Film noir is a film style and mood primarily associated with crime films, that portrays its principal characters in a cynical and unsympathetic world. Film noir is primarily derived from the gritty and hard-boiled style of crime and horror fiction of the Depression era (many films noir were adaptations of such crime novels). Film noir is first clearly seen in films released in the early 1940s. "Noirs" were historically made in black and white, and had a dark, high-contrast style with roots in German Expressionist cinematography.
The term film noir (French for "black film") was unknown to the filmmakers and actors while they were creating the classic films noirs. Film noir was defined in retrospect by film historians and critics; many of the creators of film noir later professed to be unaware at the time of having created a distinctive type of film.

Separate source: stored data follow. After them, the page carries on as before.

PR #2252, opened 2017-12-14
ENT-1249 - Downgrade Artemis from v2.4 to v2.1

tlil:
Downgrade Artemis to version 2.1 to protect against rogue non-TLS connections causing OOM.
 * https://issues.apache.org/jira/browse/ARTEMIS-1559

mem-leak
mem-leak-source

### DIFF
--- a/build.gradle
+++ b/build.gradle
@@ -20,7 +20,7 @@ buildscript {
     ext.capsule_version = '1.0.1'
 
     ext.asm_version = '0.5.3'
-    ext.artemis_version = '2.4.0'
+    ext.artemis_version = '2.2.0'
     ext.jackson_version = '2.9.2'
     ext.jetty_version = '9.4.7.v20170914'
     ext.jersey_version = '2.25'
--- a/build.gradle
+++ b/build.gradle
@@ -20,7 +20,22 @@ buildscript {
     ext.capsule_version = '1.0.1'
 
     ext.asm_version = '0.5.3'
-    ext.artemis_version = '2.2.0'
+
+    /*
+     * TODO Upgrade to version 2.4 for large message streaming support
+     *
+     * Due to a memory leak in the connection handling code in Artemis, we are
+     * temporarily downgrading to version 2.1.0 (version used prior to the 2.4
+     * bump).
+     *
+     * The memory leak essentially triggers an out-of-memory exception within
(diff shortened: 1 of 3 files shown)


mikehearn:
Is this bug reported to upstream anywhere? We need a fix in 2.4 - if we downgrade we'll lose large message streaming support again.

tlil:
@mikehearn Yes, I'm currently trying to find out if it is reported or not. If it isn't, I'll raise an issue with upstream.

I've been talking to @cburlinchon and @mnesbit. The thinking is that it would be a temporary downgrade for code freeze tomorrow. Next, we would obviously need to get the issue resolved with Artemis v2.4 as part of the large message work. Sucks, but would rather not expose vulnerabilities like this in the pre-release we cut tomorrow

tlil:
@mikehearn: **If we were to roll back**: Given the number of changes in 2.2.0 ([changelog](https://activemq.apache.org/artemis/release-notes-2.2.0.html)), would you prefer rolling back to what we were using prior to 2.4.0, which was 2.1.0?

mikehearn:
OK then. Can you put a comment in the Gradle file explaining why we're on such an old version of the broker? And ideally with a link to the upstream bug report?

tlil:
Absolutely - will put that in. Any preference as to what version? 2.2.0 is the latest version where this leak doesn't trigger an OOM. However, we were on version 2.1.0 prior to the 2.4.0 bump.

mikehearn:
Let's go back to 2.1.0 for now to keep things simple and go back to 2.4 ASAP.

tlil:
Coolie, will update accordingly. Ta

tlil:
@mikehearn @cburlinchon updated with description

jbertram:
It would be awesome to get a reproduce for this on the upstream ARTEMIS JIRA.  Is this feasible?

tlil:
Hi @jbertram – yeah, sorry, I've been out. Hopefully back next week, so I'll jump on this then. ([ARTEMIS-1559](https://issues.apache.org/jira/browse/ARTEMIS-1559?focusedCommentId=16303612&page=com.atlassian.jira.plugin.system.issuetabpanels%3Acomment-tabpanel#comment-16303612)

The 1940s and 1950s were the "classic period" of film noir. Some film historians regard Stranger on the Third Floor (1940) as the first "true" film noir. Orson Welles's Touch of Evil (1958) is often cited as the last film in the classic period.Many of the classic films noirs were low-budget supporting features without major stars, in which "moonlighting" writers, directors and technicians, some of them blacklisted, found themselves relatively free from the typical big-picture constraints. Many of the most popular examples of film noir center upon a woman of questionable virtue, and are also known as bad girl movies. Major studio feature films demanded a wholesome, positive message. Weak and morally ambiguous lead characters were ruled out by the "star system," and secondary characters were seldom allowed any depth or autonomy. In "A" films, flattering soft lighting, deluxe interiors, and elaborately built exterior sets were the rule. Film noir turned all this on its head, creating bleak, intelligent dramas tinged with nihilism, mistrust, paranoia, and cynicism, in real-life urban settings, and using unsettling techniques such as the confessional voiceover or hero's-eye-view camerawork. The noir style gradually re-influenced the mainstream--even beyond Hollywood.